What you need to do =>
From the first line of the data below, repeat each line exactly until you reach the line with "- All new commands"; include that line too.

Stored items from a collection:
PR #435, opened 2026-04-12
CM-62578: Expose Cycode API v4 through CLI commands

MaorDavidzon:
## Summary
- Expose Cycode API v4 as CLI commands, dynamically generated from the OpenAPI spec
- OpenAPI spec fetched from `app.cycode.com` and cached locally for 24h
- All new commands marked as `[EXPERIMENT]`
- Uses the CLI's standard auth client (same as scan/report commands)

### Projects
```bash
cycode projects list --page-size 10 --query "Frontend"
cycode projects view 29303
cycode projects collisions --project-id 123
cycode projects collisions-count --project-id 123
cycode projects assets --project-id 123
```

### Violations
```bash
cycode violations list --severity Critical --status Open --page-size 5
cycode violations list --category SAST --sort-by "-risk_score"
cycode violations view <violationId>
cycode violations count --severity High --category SecretDetection
cycode violations scan <scanId>
```

### Workflows
```bash
cycode workflows list --query "classification"
cycode workflows view <workflowId>
cycode workflows count
cycode workflows jobs <workflowId>
cycode workflows jobs-count <workflowId>
cycode workflow-jobs list
cycode workflow-jobs view <jobId>
```

### Members
```bash
cycode members list --page-size 5
cycode members view <memberId>
cycode members roles
cycode members me
```

### Compliance
```bash
cycode frameworks list
cycode frameworks view <frameworkId>
cycode controls list --framework-id 1
cycode controls view <controlId>
cycode stats framework <frameworkId>
cycode stats posture
```

### Audit logs
```bash
cycode audit-logs list --from 2024-01-01 --to 2024-12-31 --action Modified
cycode audit-logs view <id>
```

### Scans & statistics
```bash
cycode scans list --page-size 5
cycode scans view <scanId>
cycode scans statistics --from 2024-01-01
cycode cli-scan-statistics scan-count --from 2024-01-01
cycode cli-scan-statistics top-cli-users --from 2024-01-01
```

### Other resources
```bash
cycode labels list
cycode brokers list
cycode tokens tenant
cycode reports list
cycode secret-value-exclusions exclusions
```

### Discovery
```bash
cycode --help                        # all 46 command groups
cycode violations --help             # subcommands for violations
cycode violations list --help        # all filter flags for listing violations
```

## Architecture
- OpenAPI spec fetched from `app.cycode.com/v4/api-docs/cycode-api-swagger.json` with a 3s timeout
- If fetch times out, a background thread continues so the cache is warm for the next run
- Cached runs have zero network overhead
- Command names derived from URL path structure (not English summary parsing)
  - `list` for collections, `view` for single resources
  - Sub-paths become command names: `/violations/count` → `count`
- Path parameters are URL-encoded to prevent path traversal
- Auth uses `CycodeTokenBasedClient` (same as all other CLI commands)

## Test plan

Exercise answer =>
PR #435, opened 2026-04-12
CM-62578: Expose Cycode API v4 through CLI commands

MaorDavidzon:
## Summary
- Expose Cycode API v4 as CLI commands, dynamically generated from the OpenAPI spec
- OpenAPI spec fetched from `app.cycode.com` and cached locally for 24h
- All new commands marked as `[EXPERIMENT]`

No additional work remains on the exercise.